Issue #27, opened 2016-05-03
Support batch deletion


joprice:
There is `putAll` and `getAll`, would `deleteAll` make sense as well? This doc also demonstrates a mix of puts and deletes:

http://docs.aws.amazon.com/amazondynamodb/latest/developerguide/batch-operation-document-api-java.html

Perhaps there could be syntax for mixing the two like `batch(put = List(...), delete = List(...))`

philwills:
A `deleteAll` would be a good addition. 

Mixing the two seems a bit odd to me and I haven't seen any compelling uses in the wild, so I'm not yet convinced it's worth the complexity.

joprice:
I have at one use case for it so far that corresponds to a user on a mobile device modifying a list of items and sending a batch of modifications and removals. But it's probably a rare use case.

randallalexander:
@philwills we have a working version of deleteAll based off the putAll that we would be willing to contribute back.  My main question is what do you think the result should be?  Our version tries to go through the result and figure out what was actually deleted and return that.  (Since the AWS result does return unprocessed items https://docs.aws.amazon.com/amazondynamodb/latest/APIReference/API_BatchWriteItem.html)  Alternatively we could just return the unprocessed items, the BatchWriteItemResult, or any other variant you can think of.  I am open to whatever you think is more inline with the library design.  Let me know and I will work on a PR for it.

philwills:
This is now supported as of 0.8.2

PR #70, opened 2016-11-21
batch deleteAll

randallalexander:
Proposal for batch deleteAll
  - resolves item #27

### DIFF
--- a/src/main/scala/com/gu/scanamo/ScanamoFree.scala
+++ b/src/main/scala/com/gu/scanamo/ScanamoFree.scala
@@ -4,7 +4,7 @@ import com.amazonaws.services.dynamodbv2.model.{PutRequest, WriteRequest, _}
 import com.gu.scanamo.DynamoResultStream.{QueryResultStream, ScanResultStream}
 import com.gu.scanamo.error.DynamoReadError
□ □ □ □ □ □ □
> [Work instructions] The lines to return run from the one containing "- resolves item #27" through the last line of the records above. Give them exactly and include nothing more.

> [The answer]
  - resolves item #27

### DIFF
--- a/src/main/scala/com/gu/scanamo/ScanamoFree.scala
+++ b/src/main/scala/com/gu/scanamo/ScanamoFree.scala
@@ -4,7 +4,7 @@ import com.amazonaws.services.dynamodbv2.model.{PutRequest, WriteRequest, _}
 import com.gu.scanamo.DynamoResultStream.{QueryResultStream, ScanResultStream}
 import com.gu.scanamo.error.DynamoReadError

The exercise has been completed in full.